Digital “demon”: a method that increases the accuracy of quantum computing by 20 times

Researchers at UNSW Sydney have developed a new technique to reboot quantum computers with high precision. This process, known as preparing a quantum bit to a “0” state, is crucial for accurate quantum computing. The method is based on the principle of “Maxwell’s demon”, a hypothetical creature that can separate hot and cold molecules by observing their velocities. This innovative solution is simple yet effective in ensuring the reliability of quantum computing.

“Here we used a much more advanced ‘demon’ – a fast digital voltmeter – to observe the temperature of an electron randomly picked up from a hot electron beam. Professor Andrea Morello from UNSW, who led the team, said: “By doing this, we make it much colder than the pool it came from. “We’ve brought in a ‘0’ computational state, which is consistent with high confidence that the pool is in a computational state.”

“Quantum computers are only useful when they can reach a final result with a very low probability of error. And you can have nearly perfect quantum operations, but if the computation starts with the wrong code, the result is also wrong. Our digital ‘Maxwell devil’ tells us how precisely we can set the start of the computation to be the most useful. It gives more than 20 times.”

Professor Morello’s team pioneered the use of electron spins in silicon to encode and process quantum information, demonstrating record high precision, i.e. very low probability of error, when performing quantum operations. The final hurdle to efficient quantum computing with electrons was the accuracy of preparing the electron in a state known as the starting point of the computation.

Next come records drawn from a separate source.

PR #834, opened 2022-06-04
DOC Invert scattering increase quality of image

MuawizChaudhary:
This pull request increases the quality of the image produced by the sphinx documentation.

some results and wall clock timings using the `time` console command; 
Prior: 
```Epoch 14, loss: 0.0010976835619658232
PSNR: 14.85dB for order 1 and J=2
real	0m10.457s
user	0m16.764s
sys	0m0.836s
```

Figure_2_bad

Now: 
```
Epoch 49, loss: 1.9380240701138973e-05
PSNR: 22.97dB for order 1 and J=2
real	0m14.745s
user	0m33.890s
sys	0m0.772s
```
Figure_racoon_good

This goes a small way of solving https://github.com/kymatio/kymatio/issues/817 .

Experiment author Dr. “The usual way to prepare the quantum state of an electron is to go to extremely low temperatures near absolute zero and hope that all electrons relax into the low-energy ‘0’ state,” explains Mark Johnson. “Unfortunately, even if we used the most powerful refrigerators, we had a 20 percent chance of accidentally priming an electron to the ‘1’ state. It was unacceptable, we should have done better.”

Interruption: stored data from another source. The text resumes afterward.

PR #500, opened 2025-04-02
Retry calls on certain http responses

### LINKED ISSUE #149: Support retry logic
As we explore options for API throttling it might be a useful quality of life to support exponential backoff logic (and, depending on throttling implementation, support for parsing the 429 status code response to detect a `Retry-After`).

Even without throttling it would be useful to support an optional retry flag when making API calls.

This library exists and looks quite robust: https://github.com/jonbern/fetch-retry

It might be a good option as opposed to implementing this directly ourselves

slifty:
This PR makes it possible for callers to request the SDK to perform exponentially decaying retries in the event of particular HTTP responses.

It also updates our lint rules (we were using `all` which is actually not recommended)

Resolves #149

### DIFF
--- a/src/utils/getFetch.ts
+++ b/src/utils/getFetch.ts
@@ -1,0 +1,11 @@
+import originalFetch from 'node-fetch';
+import fetchRetry from 'fetch-retry';
+import type { ClientConfiguration } from '../types/sdk/ClientConfiguration';
+
+const getFetch = (clientConfiguration: ClientConfiguration) => fetchRetry(originalFetch, {
+  retries: 3,
+  retryDelay: (attempt) => (2 ** attempt) * 1000,
+  retryOn: clientConfiguration.retryOn ?? [],
+});
+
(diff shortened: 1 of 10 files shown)


src/utils/getFetch.ts
```diff
@@ -0,0 +1,11 @@
+import originalFetch from 'node-fetch';
+import fetchRetry from 'fetch-retry';
+import type { ClientConfiguration } from '../types/sdk/ClientConfiguration';
+
+const getFetch = (clientConfiguration: ClientConfiguration) => fetchRetry(originalFetch, {
+  retries: 3,
+  retryDelay: (attempt) => (2 ** attempt) * 1000,
```
slifty, line 7: I did spend a cycle trying to write a test that would check the delays / multiple retries but jest's timeout mocks broke out of my OWN time box for that effort.

liam-lloyd (approved):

UNSW electrical engineering graduate Dr Johnson decided to use a very fast digital measuring instrument to ‘observe’ the state of an electron and use the device’s real-time decision processor to decide whether to store that electron and use it for further calculations. The result of this process was to reduce the probability of error from 20 percent to 1 percent.

A new twist on an old idea

“As we started to write down our results and consider how best to explain them, we realized that what we were doing was putting a modern spin on the old idea of ​​’Maxwell’s demon,'” says Professor Morello.

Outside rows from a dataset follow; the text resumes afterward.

Issue #310, opened 2017-08-08
snippets require visibility option


logicminds:
https://docs.gitlab.com/ee/api/snippets.html

The current docs in this gem for the snippets api do not show visibility as being required.

logicminds:
https://github.com/NARKOZ/gitlab/blob/master/lib/gitlab/client/snippets.rb#L31

NARKOZ:
Pull request is welcome

timofonic:
@NARKOZ Great, but would you consider interesting to provide some guidelines to possible contributor(s) about this? :)

Rubemlrm:
i thinks this issue can be closed already. what do you think ?

PR #380, opened 2018-05-01
Added visibility option into snippets

Rubemlrm:
Added visibility option into snippets documentation and specs. This was based on the issue #310


NARKOZ:
Thank you.

PR #383, opened 2018-05-22
URL encode Group ID

rspeicher:
The group ID can be a String, similar to a project ID, and so needs
to be encoded.


NARKOZ:
Thank you.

The concept of “Maxwell’s demon” dates back to 1867, when James Clerk Maxwell imagined a being that could know the speed of each gas molecule. He would buy a gas-filled box with a split center and a quick-opening door. Knowing the speed of each molecule, the demon can open the door so that slow (cold) molecules gather on one side and fast (hot) molecules on the other.

“The demon was a thought experiment discussing the possibility of violating the second law of thermodynamics, but of course such a demon never existed,” says Professor Morello.

“Now, we kind of created it using fast digital electronics. We just told it to observe an electron and make it as cold as possible. Here, ‘cold’ directly means that the quantum computer we want to build and run is in the ‘0’ state.”

The implications of this result are crucial to the viability of quantum computers. Such a machine can be built with the ability to make some mistakes, but only if they are rare enough. A typical margin of error is around 1 percent. This applies to all errors, including preparation, execution and reading of the final result.

This electronic version of Maxwell’s demon enabled the UNSW team to reduce training errors by twenty times, from 20 percent to 1 percent.

Dr. “Using a state-of-the-art electronic tool without the additional complexity of quantum hardware, we were able to prepare our electronic quantum bits with sufficient precision to provide reliable downstream computation,” says Johnson. “This is an important result for the future of quantum computing. And surprisingly, it’s also the embodiment of a 150-year-old idea!”